(Beginning of Study material)
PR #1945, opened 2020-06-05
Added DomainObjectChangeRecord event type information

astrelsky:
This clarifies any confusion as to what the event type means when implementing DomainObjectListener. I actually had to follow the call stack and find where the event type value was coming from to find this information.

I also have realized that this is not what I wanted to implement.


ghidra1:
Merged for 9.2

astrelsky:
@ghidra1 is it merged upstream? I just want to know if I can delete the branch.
(End of Study material)
Keeping every line exactly as it is, copy all the records.

## Result for this exercise
PR #1945, opened 2020-06-05
Added DomainObjectChangeRecord event type information

astrelsky:
This clarifies any confusion as to what the event type means when implementing DomainObjectListener. I actually had to follow the call stack and find where the event type value was coming from to find this information.

I also have realized that this is not what I wanted to implement.


ghidra1:
Merged for 9.2

astrelsky:
@ghidra1 is it merged upstream? I just want to know if I can delete the branch.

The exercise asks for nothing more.